» PROBLEM
In the records below, find the line that contains "Regarding IO we" and the line that contains "We should consider", then retype exactly those two lines and every line between them.

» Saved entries
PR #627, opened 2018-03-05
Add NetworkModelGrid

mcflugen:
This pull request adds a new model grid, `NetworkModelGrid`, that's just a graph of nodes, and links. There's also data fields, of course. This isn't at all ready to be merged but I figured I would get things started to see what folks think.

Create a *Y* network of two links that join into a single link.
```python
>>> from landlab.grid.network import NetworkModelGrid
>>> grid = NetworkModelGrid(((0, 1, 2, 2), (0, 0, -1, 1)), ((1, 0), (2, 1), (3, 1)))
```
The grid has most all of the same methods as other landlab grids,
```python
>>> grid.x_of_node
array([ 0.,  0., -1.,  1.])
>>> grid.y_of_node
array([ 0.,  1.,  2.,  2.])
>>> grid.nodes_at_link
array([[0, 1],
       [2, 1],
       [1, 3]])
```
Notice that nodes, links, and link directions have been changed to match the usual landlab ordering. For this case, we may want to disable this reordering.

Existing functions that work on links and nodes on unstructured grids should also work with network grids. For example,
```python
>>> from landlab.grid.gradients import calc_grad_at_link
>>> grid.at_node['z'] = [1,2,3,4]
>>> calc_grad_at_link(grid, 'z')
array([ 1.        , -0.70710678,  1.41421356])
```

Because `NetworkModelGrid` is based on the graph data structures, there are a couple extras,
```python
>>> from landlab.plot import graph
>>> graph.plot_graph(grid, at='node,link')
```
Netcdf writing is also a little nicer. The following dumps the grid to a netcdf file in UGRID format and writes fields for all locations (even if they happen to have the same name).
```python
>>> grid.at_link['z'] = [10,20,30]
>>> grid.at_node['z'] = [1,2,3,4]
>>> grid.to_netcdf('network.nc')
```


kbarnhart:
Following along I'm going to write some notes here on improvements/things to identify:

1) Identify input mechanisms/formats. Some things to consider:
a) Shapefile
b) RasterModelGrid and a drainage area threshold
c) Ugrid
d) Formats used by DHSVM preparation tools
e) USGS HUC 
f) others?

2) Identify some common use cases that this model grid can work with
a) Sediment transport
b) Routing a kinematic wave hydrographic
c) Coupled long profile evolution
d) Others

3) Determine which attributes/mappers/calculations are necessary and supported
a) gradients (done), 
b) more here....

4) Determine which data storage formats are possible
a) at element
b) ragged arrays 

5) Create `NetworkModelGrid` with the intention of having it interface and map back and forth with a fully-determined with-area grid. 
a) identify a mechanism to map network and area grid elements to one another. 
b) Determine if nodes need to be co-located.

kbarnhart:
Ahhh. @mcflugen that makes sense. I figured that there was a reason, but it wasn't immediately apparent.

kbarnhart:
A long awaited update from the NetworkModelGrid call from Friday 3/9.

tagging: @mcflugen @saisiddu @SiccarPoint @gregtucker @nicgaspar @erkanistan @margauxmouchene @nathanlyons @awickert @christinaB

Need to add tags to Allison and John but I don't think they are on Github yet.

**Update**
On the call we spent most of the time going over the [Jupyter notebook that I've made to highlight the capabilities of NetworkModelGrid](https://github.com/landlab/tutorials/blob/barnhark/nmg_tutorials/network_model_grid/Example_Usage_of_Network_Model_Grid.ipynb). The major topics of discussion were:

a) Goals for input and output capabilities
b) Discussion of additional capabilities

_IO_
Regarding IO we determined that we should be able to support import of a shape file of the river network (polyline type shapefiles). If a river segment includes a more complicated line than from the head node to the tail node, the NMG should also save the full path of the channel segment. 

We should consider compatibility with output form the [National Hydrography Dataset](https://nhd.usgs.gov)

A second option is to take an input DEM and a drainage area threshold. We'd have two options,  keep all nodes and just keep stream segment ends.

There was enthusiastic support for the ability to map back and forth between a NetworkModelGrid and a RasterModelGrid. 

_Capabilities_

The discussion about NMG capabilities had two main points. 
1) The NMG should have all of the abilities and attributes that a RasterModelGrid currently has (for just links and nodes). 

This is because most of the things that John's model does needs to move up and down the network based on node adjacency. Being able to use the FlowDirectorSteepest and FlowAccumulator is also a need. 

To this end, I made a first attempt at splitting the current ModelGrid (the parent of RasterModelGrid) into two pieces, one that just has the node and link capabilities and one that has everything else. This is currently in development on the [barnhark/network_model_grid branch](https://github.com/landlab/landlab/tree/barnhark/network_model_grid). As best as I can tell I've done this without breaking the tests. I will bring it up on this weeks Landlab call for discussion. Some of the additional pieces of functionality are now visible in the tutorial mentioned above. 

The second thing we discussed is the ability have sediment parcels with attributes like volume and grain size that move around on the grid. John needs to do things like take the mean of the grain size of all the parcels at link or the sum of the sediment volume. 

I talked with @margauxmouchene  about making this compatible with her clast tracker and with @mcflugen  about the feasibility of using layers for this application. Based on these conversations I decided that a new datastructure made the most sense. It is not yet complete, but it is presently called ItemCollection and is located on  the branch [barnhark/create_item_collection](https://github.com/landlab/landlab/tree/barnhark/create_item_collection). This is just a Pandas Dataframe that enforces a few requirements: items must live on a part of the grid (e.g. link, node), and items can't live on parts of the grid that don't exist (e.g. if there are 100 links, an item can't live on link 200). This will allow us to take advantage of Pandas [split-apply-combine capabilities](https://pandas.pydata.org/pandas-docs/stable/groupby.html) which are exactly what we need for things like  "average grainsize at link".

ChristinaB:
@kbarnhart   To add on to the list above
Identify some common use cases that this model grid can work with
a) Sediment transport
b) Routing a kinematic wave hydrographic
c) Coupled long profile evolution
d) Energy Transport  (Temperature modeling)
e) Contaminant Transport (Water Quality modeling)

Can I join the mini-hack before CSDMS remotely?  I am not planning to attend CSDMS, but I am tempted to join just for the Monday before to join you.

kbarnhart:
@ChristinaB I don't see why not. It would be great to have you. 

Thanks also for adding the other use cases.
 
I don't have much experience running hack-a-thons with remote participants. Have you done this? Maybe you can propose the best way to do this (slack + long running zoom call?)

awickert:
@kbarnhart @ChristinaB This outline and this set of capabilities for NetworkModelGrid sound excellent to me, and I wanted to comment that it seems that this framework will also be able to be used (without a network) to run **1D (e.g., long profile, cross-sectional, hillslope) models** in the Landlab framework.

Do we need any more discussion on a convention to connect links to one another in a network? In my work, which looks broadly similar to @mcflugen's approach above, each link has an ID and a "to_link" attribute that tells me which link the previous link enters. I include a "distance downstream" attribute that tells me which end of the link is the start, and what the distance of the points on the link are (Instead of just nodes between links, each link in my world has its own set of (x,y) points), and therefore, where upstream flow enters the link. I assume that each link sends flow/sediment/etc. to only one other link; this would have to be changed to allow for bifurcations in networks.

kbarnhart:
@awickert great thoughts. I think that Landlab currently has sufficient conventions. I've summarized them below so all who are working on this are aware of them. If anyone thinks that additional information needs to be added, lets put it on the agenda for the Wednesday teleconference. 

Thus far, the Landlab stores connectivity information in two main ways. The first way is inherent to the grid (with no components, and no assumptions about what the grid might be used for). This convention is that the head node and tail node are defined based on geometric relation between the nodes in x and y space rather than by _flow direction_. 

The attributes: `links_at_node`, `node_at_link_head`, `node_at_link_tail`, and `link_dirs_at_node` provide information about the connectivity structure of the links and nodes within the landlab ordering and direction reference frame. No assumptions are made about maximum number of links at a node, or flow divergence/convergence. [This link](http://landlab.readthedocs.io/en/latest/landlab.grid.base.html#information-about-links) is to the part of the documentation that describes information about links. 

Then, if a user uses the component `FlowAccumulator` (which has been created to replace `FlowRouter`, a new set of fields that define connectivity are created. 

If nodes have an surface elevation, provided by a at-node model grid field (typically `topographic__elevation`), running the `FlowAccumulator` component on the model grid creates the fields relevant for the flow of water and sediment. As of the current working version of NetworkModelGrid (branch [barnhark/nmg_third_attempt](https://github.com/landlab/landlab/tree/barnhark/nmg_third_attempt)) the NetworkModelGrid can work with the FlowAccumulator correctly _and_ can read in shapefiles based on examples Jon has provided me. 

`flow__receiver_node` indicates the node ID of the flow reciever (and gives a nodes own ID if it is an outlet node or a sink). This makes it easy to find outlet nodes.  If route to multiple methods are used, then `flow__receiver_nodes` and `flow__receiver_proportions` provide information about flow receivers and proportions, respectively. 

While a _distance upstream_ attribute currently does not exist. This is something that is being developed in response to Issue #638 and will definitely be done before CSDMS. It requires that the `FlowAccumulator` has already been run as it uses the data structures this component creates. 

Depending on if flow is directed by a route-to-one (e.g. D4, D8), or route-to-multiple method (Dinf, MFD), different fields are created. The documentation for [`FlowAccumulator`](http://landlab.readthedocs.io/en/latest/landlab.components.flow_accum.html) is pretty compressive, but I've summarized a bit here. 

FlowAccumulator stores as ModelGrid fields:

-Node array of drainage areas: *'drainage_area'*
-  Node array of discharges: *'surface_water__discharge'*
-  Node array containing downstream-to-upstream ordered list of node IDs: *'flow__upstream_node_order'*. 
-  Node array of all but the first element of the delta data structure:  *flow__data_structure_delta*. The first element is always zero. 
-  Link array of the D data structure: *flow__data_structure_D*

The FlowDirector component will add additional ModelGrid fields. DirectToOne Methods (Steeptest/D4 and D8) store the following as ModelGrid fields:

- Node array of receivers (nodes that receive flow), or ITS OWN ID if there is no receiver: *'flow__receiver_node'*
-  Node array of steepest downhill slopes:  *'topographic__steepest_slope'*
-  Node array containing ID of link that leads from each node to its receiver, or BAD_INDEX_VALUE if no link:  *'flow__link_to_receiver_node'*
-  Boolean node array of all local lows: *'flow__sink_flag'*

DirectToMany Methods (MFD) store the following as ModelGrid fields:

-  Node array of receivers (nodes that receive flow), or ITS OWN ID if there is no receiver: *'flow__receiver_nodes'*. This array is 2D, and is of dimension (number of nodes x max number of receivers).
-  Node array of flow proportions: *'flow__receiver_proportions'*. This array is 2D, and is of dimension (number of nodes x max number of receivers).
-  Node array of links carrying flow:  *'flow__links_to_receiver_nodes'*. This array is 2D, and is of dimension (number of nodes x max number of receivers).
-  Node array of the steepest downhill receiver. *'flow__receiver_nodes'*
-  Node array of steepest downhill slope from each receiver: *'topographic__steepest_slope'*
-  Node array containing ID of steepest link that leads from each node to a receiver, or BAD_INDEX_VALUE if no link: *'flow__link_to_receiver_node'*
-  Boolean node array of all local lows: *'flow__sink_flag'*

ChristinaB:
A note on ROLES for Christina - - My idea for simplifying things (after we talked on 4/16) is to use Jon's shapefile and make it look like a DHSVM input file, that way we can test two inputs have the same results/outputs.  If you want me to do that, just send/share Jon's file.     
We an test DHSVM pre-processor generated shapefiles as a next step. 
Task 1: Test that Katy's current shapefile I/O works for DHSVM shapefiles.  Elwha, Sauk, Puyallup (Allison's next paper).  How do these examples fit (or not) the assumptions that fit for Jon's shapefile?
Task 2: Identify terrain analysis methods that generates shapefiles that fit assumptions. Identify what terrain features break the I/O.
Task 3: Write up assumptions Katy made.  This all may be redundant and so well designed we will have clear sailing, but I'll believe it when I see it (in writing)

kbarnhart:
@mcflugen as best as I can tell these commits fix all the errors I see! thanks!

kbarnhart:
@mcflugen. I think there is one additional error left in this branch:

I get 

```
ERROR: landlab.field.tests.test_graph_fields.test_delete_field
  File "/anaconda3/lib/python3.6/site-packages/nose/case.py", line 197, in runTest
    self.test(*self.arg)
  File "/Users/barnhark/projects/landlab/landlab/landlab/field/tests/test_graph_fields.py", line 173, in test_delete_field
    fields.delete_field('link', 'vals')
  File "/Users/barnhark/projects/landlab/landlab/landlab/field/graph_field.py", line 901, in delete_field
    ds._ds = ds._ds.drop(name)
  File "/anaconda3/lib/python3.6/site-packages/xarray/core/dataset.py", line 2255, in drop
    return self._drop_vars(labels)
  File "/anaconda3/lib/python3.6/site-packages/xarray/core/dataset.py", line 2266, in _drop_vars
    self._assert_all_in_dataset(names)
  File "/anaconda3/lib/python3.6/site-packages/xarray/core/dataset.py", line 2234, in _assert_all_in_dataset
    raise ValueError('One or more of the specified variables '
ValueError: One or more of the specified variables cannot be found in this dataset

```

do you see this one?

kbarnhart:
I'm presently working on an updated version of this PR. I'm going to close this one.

--

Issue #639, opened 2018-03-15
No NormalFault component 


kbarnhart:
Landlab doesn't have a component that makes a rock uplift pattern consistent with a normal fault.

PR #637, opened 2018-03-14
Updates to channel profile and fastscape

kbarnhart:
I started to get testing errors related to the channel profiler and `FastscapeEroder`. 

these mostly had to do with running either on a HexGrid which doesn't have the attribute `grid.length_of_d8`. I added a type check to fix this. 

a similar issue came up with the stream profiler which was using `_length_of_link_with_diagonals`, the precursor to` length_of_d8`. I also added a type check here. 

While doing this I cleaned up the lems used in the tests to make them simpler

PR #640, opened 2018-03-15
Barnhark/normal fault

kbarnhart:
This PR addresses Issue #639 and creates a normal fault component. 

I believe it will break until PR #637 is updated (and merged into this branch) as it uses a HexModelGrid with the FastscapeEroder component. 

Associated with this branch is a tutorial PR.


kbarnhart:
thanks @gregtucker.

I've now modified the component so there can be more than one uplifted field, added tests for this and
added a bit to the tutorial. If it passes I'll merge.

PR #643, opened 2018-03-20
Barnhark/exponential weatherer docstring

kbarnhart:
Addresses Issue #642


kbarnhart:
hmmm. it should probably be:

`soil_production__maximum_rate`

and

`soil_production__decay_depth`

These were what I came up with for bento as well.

--

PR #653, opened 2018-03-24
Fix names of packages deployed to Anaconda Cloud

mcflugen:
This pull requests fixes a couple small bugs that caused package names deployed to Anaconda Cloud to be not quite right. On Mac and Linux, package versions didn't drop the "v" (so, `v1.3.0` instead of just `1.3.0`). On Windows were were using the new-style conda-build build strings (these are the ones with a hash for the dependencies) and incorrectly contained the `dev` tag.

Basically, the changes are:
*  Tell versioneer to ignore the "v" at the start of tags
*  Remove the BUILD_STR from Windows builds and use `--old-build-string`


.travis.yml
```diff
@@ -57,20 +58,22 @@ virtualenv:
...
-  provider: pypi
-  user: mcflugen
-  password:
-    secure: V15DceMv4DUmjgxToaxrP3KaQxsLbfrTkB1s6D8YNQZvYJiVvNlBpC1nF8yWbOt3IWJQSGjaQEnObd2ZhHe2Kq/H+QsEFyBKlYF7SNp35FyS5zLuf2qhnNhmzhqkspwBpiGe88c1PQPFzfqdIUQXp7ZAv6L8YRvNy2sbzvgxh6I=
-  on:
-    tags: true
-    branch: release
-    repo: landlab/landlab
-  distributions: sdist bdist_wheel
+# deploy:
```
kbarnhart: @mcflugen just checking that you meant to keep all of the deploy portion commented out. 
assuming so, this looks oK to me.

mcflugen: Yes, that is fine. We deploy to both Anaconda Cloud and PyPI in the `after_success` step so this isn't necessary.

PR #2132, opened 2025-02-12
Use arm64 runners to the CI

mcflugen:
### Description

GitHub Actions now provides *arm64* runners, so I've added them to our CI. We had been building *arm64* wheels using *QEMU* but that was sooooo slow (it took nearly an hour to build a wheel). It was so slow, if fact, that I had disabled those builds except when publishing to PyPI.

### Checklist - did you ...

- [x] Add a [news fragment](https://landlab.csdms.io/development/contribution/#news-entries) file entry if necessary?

» SOLVED EXERCISE
Regarding IO we determined that we should be able to support import of a shape file of the river network (polyline type shapefiles). If a river segment includes a more complicated line than from the head node to the tail node, the NMG should also save the full path of the channel segment. 

We should consider compatibility with output form the [National Hydrography Dataset](https://nhd.usgs.gov)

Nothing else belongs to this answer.